* [Prompt]: Your answer should hold exactly the lines from the one with "Ready the if()" through the final line of the data below, reproduced as written.

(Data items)
=-=-=-=-=

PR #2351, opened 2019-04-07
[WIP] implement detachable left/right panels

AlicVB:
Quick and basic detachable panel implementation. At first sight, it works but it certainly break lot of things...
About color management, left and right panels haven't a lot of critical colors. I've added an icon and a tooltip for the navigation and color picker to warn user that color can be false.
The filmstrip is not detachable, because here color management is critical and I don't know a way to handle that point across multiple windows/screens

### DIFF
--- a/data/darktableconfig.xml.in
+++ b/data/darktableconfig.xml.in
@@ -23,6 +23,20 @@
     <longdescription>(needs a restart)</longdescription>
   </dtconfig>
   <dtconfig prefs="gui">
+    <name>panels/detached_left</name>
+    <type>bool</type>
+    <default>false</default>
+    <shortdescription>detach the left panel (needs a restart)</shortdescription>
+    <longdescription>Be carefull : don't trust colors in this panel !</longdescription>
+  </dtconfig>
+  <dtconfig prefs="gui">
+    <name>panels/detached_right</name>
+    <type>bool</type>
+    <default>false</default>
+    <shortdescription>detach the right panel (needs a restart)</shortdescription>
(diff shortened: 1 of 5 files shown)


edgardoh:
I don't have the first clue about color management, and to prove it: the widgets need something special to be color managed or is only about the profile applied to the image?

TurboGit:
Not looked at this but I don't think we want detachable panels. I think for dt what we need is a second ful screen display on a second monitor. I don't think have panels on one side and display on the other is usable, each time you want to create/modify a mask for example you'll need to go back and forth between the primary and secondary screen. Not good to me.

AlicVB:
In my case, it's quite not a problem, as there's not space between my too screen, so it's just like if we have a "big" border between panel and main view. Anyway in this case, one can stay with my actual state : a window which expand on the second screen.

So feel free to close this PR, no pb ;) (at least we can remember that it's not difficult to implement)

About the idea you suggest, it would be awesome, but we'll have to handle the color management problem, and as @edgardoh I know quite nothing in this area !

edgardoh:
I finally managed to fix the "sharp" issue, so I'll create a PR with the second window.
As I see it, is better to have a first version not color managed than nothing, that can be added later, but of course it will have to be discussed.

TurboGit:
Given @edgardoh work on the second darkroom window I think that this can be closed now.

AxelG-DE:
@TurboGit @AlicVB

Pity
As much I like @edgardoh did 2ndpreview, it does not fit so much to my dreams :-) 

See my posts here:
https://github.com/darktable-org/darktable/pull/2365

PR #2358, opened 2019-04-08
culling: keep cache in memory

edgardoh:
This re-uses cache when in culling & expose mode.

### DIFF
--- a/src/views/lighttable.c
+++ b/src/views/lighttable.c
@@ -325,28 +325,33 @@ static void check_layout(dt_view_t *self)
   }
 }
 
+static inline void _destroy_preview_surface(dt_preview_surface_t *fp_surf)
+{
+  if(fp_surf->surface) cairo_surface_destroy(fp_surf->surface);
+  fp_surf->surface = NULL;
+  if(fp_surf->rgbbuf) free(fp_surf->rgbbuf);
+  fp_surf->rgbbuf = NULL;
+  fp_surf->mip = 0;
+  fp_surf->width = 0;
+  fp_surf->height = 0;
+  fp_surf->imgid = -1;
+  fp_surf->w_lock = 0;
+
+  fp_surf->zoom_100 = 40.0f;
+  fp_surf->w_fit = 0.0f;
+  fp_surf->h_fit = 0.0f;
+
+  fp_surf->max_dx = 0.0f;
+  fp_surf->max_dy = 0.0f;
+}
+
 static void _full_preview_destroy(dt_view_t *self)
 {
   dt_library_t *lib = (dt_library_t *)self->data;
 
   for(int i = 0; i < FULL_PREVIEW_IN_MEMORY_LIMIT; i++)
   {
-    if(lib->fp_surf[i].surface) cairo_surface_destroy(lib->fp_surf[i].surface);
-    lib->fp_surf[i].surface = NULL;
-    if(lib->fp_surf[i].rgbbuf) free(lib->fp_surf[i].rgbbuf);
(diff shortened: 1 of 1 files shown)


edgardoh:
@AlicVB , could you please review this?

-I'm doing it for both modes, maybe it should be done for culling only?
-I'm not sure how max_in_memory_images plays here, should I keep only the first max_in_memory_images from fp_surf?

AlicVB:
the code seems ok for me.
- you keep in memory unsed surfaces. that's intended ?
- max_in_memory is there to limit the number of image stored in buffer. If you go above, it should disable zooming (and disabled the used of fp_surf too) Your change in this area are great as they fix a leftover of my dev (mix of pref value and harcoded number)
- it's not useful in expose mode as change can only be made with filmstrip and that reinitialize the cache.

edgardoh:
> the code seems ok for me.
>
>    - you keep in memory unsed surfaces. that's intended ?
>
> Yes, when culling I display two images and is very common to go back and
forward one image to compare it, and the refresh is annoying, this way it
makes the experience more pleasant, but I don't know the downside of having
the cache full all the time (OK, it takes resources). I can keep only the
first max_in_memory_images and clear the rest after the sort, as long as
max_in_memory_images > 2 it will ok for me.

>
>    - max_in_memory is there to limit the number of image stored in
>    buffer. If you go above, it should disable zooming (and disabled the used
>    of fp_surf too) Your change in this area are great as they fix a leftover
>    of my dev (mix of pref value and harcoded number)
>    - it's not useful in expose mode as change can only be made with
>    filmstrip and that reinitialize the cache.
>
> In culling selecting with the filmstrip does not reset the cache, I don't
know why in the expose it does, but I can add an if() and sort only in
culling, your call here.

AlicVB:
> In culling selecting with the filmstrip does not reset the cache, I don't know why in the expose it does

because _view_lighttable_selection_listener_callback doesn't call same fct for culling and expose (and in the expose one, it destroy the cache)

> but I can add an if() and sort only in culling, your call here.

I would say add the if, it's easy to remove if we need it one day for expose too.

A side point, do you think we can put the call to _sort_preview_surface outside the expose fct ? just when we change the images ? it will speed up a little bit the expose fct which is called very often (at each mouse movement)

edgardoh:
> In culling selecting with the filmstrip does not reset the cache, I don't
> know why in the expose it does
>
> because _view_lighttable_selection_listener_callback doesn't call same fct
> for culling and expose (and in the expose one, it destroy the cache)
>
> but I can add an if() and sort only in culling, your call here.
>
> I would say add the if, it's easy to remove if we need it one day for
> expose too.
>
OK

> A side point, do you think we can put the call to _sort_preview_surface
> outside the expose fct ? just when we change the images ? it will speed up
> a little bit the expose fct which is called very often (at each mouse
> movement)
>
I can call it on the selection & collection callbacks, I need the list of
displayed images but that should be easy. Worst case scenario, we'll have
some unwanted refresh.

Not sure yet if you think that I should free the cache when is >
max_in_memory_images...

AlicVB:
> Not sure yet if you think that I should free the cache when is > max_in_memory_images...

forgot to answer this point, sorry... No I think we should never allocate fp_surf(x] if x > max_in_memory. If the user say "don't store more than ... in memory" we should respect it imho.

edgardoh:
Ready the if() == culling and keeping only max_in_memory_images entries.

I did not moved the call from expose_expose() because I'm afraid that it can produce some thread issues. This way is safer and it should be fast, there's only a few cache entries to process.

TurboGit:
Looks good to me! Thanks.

=-=-=-=-=

* [Task output]:
Ready the if() == culling and keeping only max_in_memory_images entries.

I did not moved the call from expose_expose() because I'm afraid that it can produce some thread issues. This way is safer and it should be fast, there's only a few cache entries to process.

TurboGit:
Looks good to me! Thanks.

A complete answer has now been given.